# [EXERCISE]
Give back the data below exactly as it was given.

# [SUPPLIED MATERIAL]

PR #765, opened 2017-12-20
fix thymio challenge  pack world

mbonani:


targets/playground/examples/thymio-challenge-pack-web-bridge.playground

# [WRITTEN SOLUTION]
PR #765, opened 2017-12-20
fix thymio challenge  pack world

mbonani:


targets/playground/examples/thymio-challenge-pack-web-bridge.playground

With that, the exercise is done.